Dataset:
PR #283, opened 2021-02-02
[WIP] Contract only

evgenykuzyakov:


evgenykuzyakov:
Worth doing it once we have strict types

PR #288, opened 2021-02-11
[3.0.0] Release

evgenykuzyakov:
Updating to `near-vm-logic` version `3.0.0`

Bumping dependencies to match `near-vm-logic`. Updating `near-sdk-sim` to point to the commit of `near-vm-logic` release.

Rebuilt all examples using docker contract builder.

## Test plan:
- CI
- Verified by releasing `3.0.0-pre-release` and testing a few contracts with both building and unit tests.


near-sdk-sim/Cargo.toml
```diff
@@ -1,22 +1,21 @@
 [package]
 name = "near-sdk-sim"
-version = "2.0.0"
+version = "3.0.0-pre-release"
```
frol, line 3: I am not sure how "-pre-release" version work; I know for sure that "-alpha.N" and "-beta.N" (e.g. "-alpha.1", "-beta.7") work fine

frol (approved):

willemneal (approved):

near-sdk-sim/Cargo.toml
mikedotexe: @matklad do you have a suggestion or thought on this one?

willemneal: This one is still waiting on a release from the node-runtime crate so we can fix this when actually trying to do a prerelease.

matklad: the convention is I think `-pre.1` or `-beta.1`. It has affordance for `-pre.2` if you do need to make changes. 

Generally, it is `-anysuffix`, sever doesn't assign any particular meaning there.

Directions for this task: Show the lines from the data above that contain the string "opened".

Worked solution:
PR #283, opened 2021-02-02
PR #288, opened 2021-02-11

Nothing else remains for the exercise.